Drop The Refrain
The refrain “make it too expensive for the attackers” needs to be retired from the security professional’s vocabulary. It is not going to happen. Making it “too expensive” is not S.M.A.R.T. It also means absolutely nothing to the attackers. The guidance security professionals need to be pushing is that managed business processes and security controls will reduce the overall cost associated with responding to each attack as they are experienced. It is not a matter of who will do the attacking, when they will do it, or how many resources they have behind them. It is the understanding that attacks are going to occur, most attacks will involve techniques to which an organization can identify and respond, and some attacks will occur using new methodologies and technologies to which the organization can identify and respond.
Cyber criminals: as these people are after big financial gain they understand that there will be cost involved with their efforts. The bigger the pay-out the more time and effort they are willing to spend. However, they just don’t turn away from targets. Hard targets are softened by time. Over time there will be new vulnerabilities, new attack methodologies, new personnel, etc. If something is currently difficult they may roll over to other prey, but they will come back around.
Spammers and adware spreaders: these attackers are generally not concerned with specific targets. However, the way spammers and adware spreaders conduct their business is interesting to other malicious hackers. The research and development of this group can easily be leveraged for other purposes. They try everything in the book and then write new pages when those do not work any more. They are not concerned about how much it costs to get around your controls because they are best at presenting a moving target. Basically making it more expensive for customers to keep up with them.

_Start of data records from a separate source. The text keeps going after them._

PR #8115, opened 2026-06-24
Fix print idempotency when Lombok deletes a field annotation (@Delegate)

timtebeek:
When a class-level Lombok annotation (e.g. `@Getter`) triggers a full processing round, Lombok erases a field's `@Delegate` annotation from the javac AST while leaving it in the source, after which `sortedModifiersAndAnnotations` treated the leftover `@Delegate` token as an unknown modifier, desynced the cursor, and corrupted the following type — printing `@Delegate` as `Listegate` and producing a non-idempotent `ParseError`.

All five Reloadable Java parser visitors (8/11/17/21/25) now detect a source `@`-token with no corresponding AST node and reconstruct it via a new `sourceAnnotation()` helper (handling arguments and a preceding real annotation) instead of bailing.

Added `LombokTest` coverage for the bare, with-arguments, and preceding-annotation cases; full TCK passes on every Java version.

### DIFF
--- a/rewrite-java-8/src/main/java/org/openrewrite/java/ReloadableJava8ParserVisitor.java
+++ b/rewrite-java-8/src/main/java/org/openrewrite/java/ReloadableJava8ParserVisitor.java
@@ -2213,15 +2213,36 @@ public class ReloadableJava8ParserVisitor extends TreePathScanner<J, Space> {
                         noSpace = false;
                     }
                     if (!word.get().isEmpty()) {
+                        String keyword = word.get();
+                        // `@interface` is an annotation type declaration, not an annotation usage
+                        boolean isAnnotation = keyword.charAt(0) == '@' && !"@interface".equals(keyword);
                         Modifier matching = null;
-                        for (Modifier modifier : modifiers.getFlags()) {
-                            if (modifier.name().toLowerCase().equals(word.get())) {
-                                matching = modifier;
-                                break;
+                        if (!isAnnotation) {
+                            for (Modifier modifier : modifiers.getFlags()) {
+                                if (modifier.name().toLowerCase().equals(keyword)) {
+                                    matching = modifier;
+                                    break;
+                                }
                             }
                         }
 
-                        if (matching == null) {
+                        if (isAnnotation) {
+                            // An annotation that is present in the source but was removed from the AST by Lombok
+                            // (e.g. `@Delegate`, which Lombok deletes after generating the delegating methods).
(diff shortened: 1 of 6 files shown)


rewrite-java-8/src/main/java/org/openrewrite/java/ReloadableJava8ParserVisitor.java
```diff
@@ -2247,6 +2268,52 @@ private Java8ModifierResults sortedModifiersAndAnnotations(ModifiersTree modifie
...
+        Space prefix = sourceBefore("@");
+        int nameStart = cursor;
+        while (cursor < source.length() &&
+                (Character.isJavaIdentifierPart(source.charAt(cursor)) || source.charAt(cursor) == '.')) {
+            cursor++;
+        }
+        J.Identifier name = new J.Identifier(randomId(), EMPTY, Markers.EMPTY, emptyList(),
+                source.substring(nameStart, cursor), null, null);
+
+        JContainer<Expression> args = null;
```
sambsnyd, line 2293: Are there any annotations other than `@Delegate` itself that this is applicable to? Seems to me we can provide the true type attribution of `@Delegate` just fine without having to insert a stub/null value

timtebeek: Good call — done in a0ea52e. `resolveErasedAnnotationType` now looks the annotation up in the compilation unit's single-type imports (whose symbols stay attributed even though Lombok erased the field annotation) and attributes the reconstructed `J.Identifier` with the real `JavaType`. Added a `LombokTest` assertion that `@Delegate` resolves to `lombok.experimental.Delegate`.

On scope: in practice `@Delegate` is the only one. Lombok only deletes the source annotation for handlers that rewrite-java-lombok does *not* replace, and of those `@Delegate` is the one that sits on a member declaration followed by a type (so the cursor desync corrupts the type). I checked `@With` (another non-replaced, field-level handler) and it isn't erased. The code stays general (any erased annotation it can resolve gets its type; otherwise null) rather than hardcoding `@Delegate`. The annotation *arguments* remain best-effort source text since Lombok erases those too.

timtebeek:
Seeing how this only affects the experimental Lombok `@Delegate` I'm going to propose we abandon this attempt:
> Current status: negative - Currently we feel this feature will not move out of experimental status anytime soon, and support for this feature may be dropped if future versions of javac or ecj make it difficult to continue to maintain the feature.
-- https://projectlombok.org/features/experimental/Delegate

Advanced persistent threat (APT) agents: these guys are good at getting in. They are also good at being patient. Biding their time for specific opportunities. They try a few things to get in and, if that doesn’t work, they try something else. As they have multiple targets (or so it appears) they move onto the next target on their list. Then, after a time, they roll back to a targeted organization where their tactics have been unsuccessful and they try something else. Security programs and controls are not making it more expensive for them. They know it is a part of the game and they just continue until they are successful.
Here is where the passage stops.